*** MATERIAL FOR THIS EXERCISE Section Begins ***

Issue #942, opened 2016-10-25
Upstreams do not depend on package


jarro2783:
The nginx package resource should come before the upstreams. I see the following error in my logs:

```
Could not set 'file' on ensure: No such file or directory @ dir_s_rmdir - /etc/nginx/conf.d/restapi_pool-upstream.conf20161025-2146-tn3v2u.lock
```

It looks like the config files are trying to be written before the nginx package has installed `/etc/nginx/conf.d`. I can fix it in my own code by writing:

```
Class['nginx::package'] -> Nginx::Resource::Upstream <||>
```

joshuaspence:
This seems to apply to other resources too, such as `Nginx::Resource::Map`.

wyardley:
@jarro2783 @joshuaspence: can you try the most recent release?
I think between #906 and #933 (and possibly one other?) this may now be fixed. If you're still seeing this with 0.5.0, comment here, and I'll reopen.

joshuaspence:
Nope, this is still an issue with 0.5.0. It looks like the problem was fixed for `Nginx::Resource::Vhost`, but not for `Nginx::Resource::Upstream`.

wyardley:
@jarro2783 @joshuaspence: If you're willing / able, can you test out #958 (you can append .diff or .patch to the PR URL to get a patch of it, if that helps).

jarro2783:
As far as I can tell that solves it.

wyardley:
Thanks @jarro2783. PR is now merged, so I'm going to close this issue for now.

PR #958, opened 2016-11-02
Add 'require' for parent dir of upstream, map, and geo configs as wel…

wyardley:
I think this should come a lot closer to resolving #942.

Few questions:

1. Should these be class specs, not defines? And should I have one test for the file existing, and another for it existing and having the require, or is this fine?
1. Should I avoid using `$conf_dir` within the resource manifests (since we've got `$::nginx::config::conf_dir`? Or is this fine?
1. I went back and forth on making some of these variables within the scope of `$::nginx::config`, but decided to leave it this way, but open to discussion. Upstream and vhost specifically differs depending on settings like `$confd_only`, and some of the other resources have their own directories, like `conf.mail.d`, so I'm not sure if making it more generic is worth the effort.

### DIFF
--- a/manifests/resource/geo.pp
+++ b/manifests/resource/geo.pp
@@ -16,7 +16,7 @@
 #   [*proxy_recursive*] - Changes the behavior of address acquisition when
 #                         specifying trusted proxies via 'proxies' directive
 #   [*proxies*]         - Hash of network->value mappings.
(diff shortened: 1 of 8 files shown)


dhoppe:
I think this PR is just fine and has already been tested via #942.

Issue #664, opened 2015-08-03
Log directory ownership and permissions do not respect OS


Maliuta:
The setting up of the $log_dir does not respect the variance in operating systems, and what the owner and group of that directory should be. Currently it is set to 
   owner => $global_user,
   group =>$global_group,

This should vary with different operating systems - for example in Debian/Ubuntu it should be:
   owner => 'www-data',
   group => 'adm',

wyardley:
One other option would be to not force creation of it? I think in most cases, the package handles creation of the log directories.

wyardley:
It seems like on most (all?) platforms, `$daemon_user` should also be the owner of the log directories

Default: nginx
ArchLinux: http
Debian / Ubuntu: www-data
FreeBSD: www

There isn't a direct equivalent that I can see for the group. Would it make sense to use daemon_user as the owner, and maybe make a new parameter for the log group as well?

wyardley:
I've got a branch that will set this explicitly (and, potentially, also force the mode). However, the existing code doesn't force the owner _or_ mode, and that may be a good thing. 

The default permissions, based on spec tests, are mode 0644), so I think we'd be seeing a lot of problems if the ownership and permissions were not already coming from the package, rather than from our module. I'm not totally convinced that the module should handle this if it doesn't have to.

Also, it seems like different package sources even within the same platform expect different ownership of the log directory and logfiles, for example, on CentOS the official nginx package seems to create the log dir and log files as root:root, but the epel (and possibly the Phusion / passenger) package do nginx:nginx.

It does seem like a good idea to force 0751 or 0700 on the directory permissions, though doing so might require adding another configurable knob for end-users who want to set more restrictive permissions.

Which platform are you actually seeing this problem come up on, and which version of the nginx package (i.e., which `package_source` and `manage_repos` settings are you using)? I'm a bit concerned that a fix might cause more problems than it solves.

That said, my first pass at this is at:
https://github.com/wyardley/puppet-nginx/tree/issues_664_log_ownership
I'm going to try to get a bit more discussion of how it should work before formally putting this in as a PR

wyardley:
Oh right, the File resource has it set to global_owner / global_group in
https://github.com/voxpupuli/puppet-nginx/blob/master/manifests/config.pp#L223
I can verify that it is forcing permissions as described above, so I guess we do have to figure out how to do this in a "smart" way.

wyardley:
[...]

PR #959, opened 2016-11-02
Set log directory ownership / permissions explicitly

wyardley:
Does this look sane as a fix for #664? This is one we should definitely try and get right, as it could cause problems if the ownership isn't correct on various platforms.

1. Should this also have an interface in `::nginx` as well as `::nginx::config`? I think with new parameters, it's better not to do that until we work out the exact structural changes.
1. @bastelfreak: can you confirm permissions on ArchLinux?

I added `log_mode` in nginx::config, as I think it's important to have a sane default that's restrictive (0700), but people often do also need to grant group / other permissions on the nginx logdir that are custom. We could make the default 0750 or 0751 if that makes more sense.

### DIFF
--- a/manifests/config.pp
+++ b/manifests/config.pp
@@ -24,6 +24,8 @@ class nginx::config(
   $global_group                   = $::nginx::params::global_group,
   $global_mode                    = $::nginx::params::global_mode,
   $log_dir                        = $::nginx::params::log_dir,
+  $log_group                      = $::nginx::params::log_group,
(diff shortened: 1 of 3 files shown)


dhoppe:
@wyardley Since you use a different set of user/ group you should use 0750 as mode. Otherwise logging tools like Logstash could have problems accessing the logs.

wyardley:
@dhoppe: you're right, updated config and spec tests to have it default to 0750.

PR #965, opened 2016-11-09
Fix Bug: ensure => absent was not working on nginx::resource::location

artberri:
- Fixes: ensure => absent was not working on nginx::resource::location
- Added tests to avoid happening again

I hope this helps. We are having this issue since we updated the module version. Let me know if I need to do some changes before merging.


wyardley:
I'll wait for someone else to weigh in, but at first glance, this looks sane to me.

PR #966, opened 2016-11-09
allow try_files and index in location resource

wyardley:
This is _not_ the fix I had been hoping to submit, reworking the location templates logic a bit more dramatically, but this resolves a problem I'm seeing, and I think should not introduce any new problems.


wyardley:
Crap, index_files isn't undef in locations by default :/ probably we don't want to generate these by default in alias blocks....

*** MATERIAL FOR THIS EXERCISE Section Ends ***

■ **WHAT IS EXPECTED**: Given the records above, restate word for word only the lines starting at the one with "1. Should this" and ending at the one with "1. @bastelfreak: can".

■ **RESPONSE BOX**:
1. Should this also have an interface in `::nginx` as well as `::nginx::config`? I think with new parameters, it's better not to do that until we work out the exact structural changes.
1. @bastelfreak: can you confirm permissions on ArchLinux?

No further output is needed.